## Exercise directions
What is the number of lines below that contain the word "commit"? Respond with that number alone.

## Task inputs
PR #142, opened 2026-06-02
test(go): add tests for NUMBER and highprecision option

lidavidm:


lidavidm:
@amoeba it seems the validation suite config here bitrotted so I took the liberty of taking your PR and fixing the suite config and upgrading various things in the process

PR #154, opened 2026-06-12
feat(go): support ingesting LargeList columns

### LINKED ISSUE #126: [Go] Add support for ingesting List and LargeList
This feature was previously filed as https://github.com/apache/arrow-adbc/issues/1260 and has been duplicated here.

The Go Snowflake ADBC driver currently doesn't support ingesting List or LargeList fields. Trying to ingest the following table,

```python
import pyarrow as pa

schema = pa.schema(
    [
        pa.field("ints", pa.int64()),
        pa.field("strs", pa.string()),
        pa.field("lists", pa.large_list(pa.int64())), # or pa.field("lists", pa.list_(pa.int64())),
    ],
)

tbl = pa.table([[1, 2], ["a", None], [[1, 2, 3], None]], schema=schema)
tbl
# pyarrow.Table
# ints: int64
# strs: string
# lists: list<item: int64>
#   child 0, item: int64
# ----
# ints: [[1,2]]
# strs: [["a",null]]
# lists: [[[1,2,3],null]]
```

Results in:

> InternalError: INTERNAL: 002023 (22000): SQL compilation error:
> Expression type does not match column data type, expecting ARRAY but got VARCHAR(7) for column lists.

zeroshade:
## Summary

Adds support for ingesting Arrow `LargeList` columns (issue #126). Arrow `List`
columns already ingested into Snowflake `ARRAY` (mapped in `toSnowflakeType`,
read back as `arrow.json`), but `LargeList` failed at the Parquet write step
because arrow-go could not encode `LARGE_LIST` (apache/arrow-go#834). That bug
was fixed upstream by apache/arrow-go#838.

- Bump `github.com/apache/arrow-go/v18` from `v18.6.0` to the commit containing
  apache/arrow-go#838 (`v18.6.1-0.20260610195748-ef9e9859a205`). No released
  `v18.x` contains the fix yet, so this pins the merge commit; it can move to a
  tagged release once one ships. The only transitive change is
  `golang.org/x/sys` `v0.45.0` -> `v0.46.0`.
- Rewrite `TestParquetLargeList` to assert that a `LargeList` column now writes
  to Parquet and round-trips (it previously asserted the upstream breakage).
- Add `TestSqlIngestLargeListType`, an end-to-end ingestion test mirroring the
  existing `TestSqlIngestListType`, covering the original bug report that used
  `large_list`.

No driver logic changed: `toSnowflakeType` already maps `LIST` / `LARGE_LIST` /
`FIXED_SIZE_LIST` to `ARRAY`, and the `COPY INTO ... MATCH_BY_COLUMN_NAME` path
already loads Parquet lists into `ARRAY`. The only blocker was the arrow-go
writer, which the bump resolves.

## Testing

From `go/`: `go build ./...`, `go vet ./...`, `go test -tags assert ./...`
(`TestParquetLargeList` passes; integration tests skip without `SNOWFLAKE_URI`),
and pre-commit (golangci-lint, codespell, RAT) all pass.

## Note

`TestSqlIngestLargeListType` requires a live Snowflake instance and runs in CI.
Each list holds a single element, matching `TestSqlIngestListType`, because
Snowflake currently errors on multi-element repetition levels (pre-existing,
tracked separately).

Closes #126


go/bulk_ingestion_test.go
```diff
@@ -249,7 +250,6 @@ func makeRec(mem memory.Allocator, nCols, nRows int) arrow.RecordBatch {
 }
 
 func TestParquetLargeList(t *testing.T) {
```
lidavidm: I'd rather remove this test...the point was to be a canary if upstream was updated

go/driver_test.go
```diff
@@ -1421,6 +1421,91 @@ func (suite *SnowflakeTests) TestSqlIngestListType() {
 	suite.Require().NoError(rdr.Err())
 }
 
+func (suite *SnowflakeTests) TestSqlIngestLargeListType() {
```
lidavidm: Is this strictly necessary since it just duplicates the validation suite?

go/bulk_ingestion_test.go
zeroshade: Done in 84e2ee0 — removed `TestParquetLargeList`. Agreed: the canary has served its purpose now that the arrow-go LARGE_LIST Parquet writer fix (apache/arrow-go#838) has landed.

go/driver_test.go
zeroshade: Done in 84e2ee0 — removed `TestSqlIngestLargeListType`. You're right that it duplicates the validation suite: `large_list.txtcase` already exercises this ingestion path (and more thoroughly, with nested structs, nulls, and empty lists), so the hand-written test was redundant.

zeroshade:
Superseded by #160 (merged to main as d7cf709), which addresses #126 with byte-identical changes: same arrow-go bump to v18.6.1-0.20260610195748-ef9e9859a205, same removal of the TestParquetLargeList xfail, and same large_list.txtcase update. main already contains everything in this branch, so the net diff here is empty. Closing as superseded.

## Answer to this exercise
3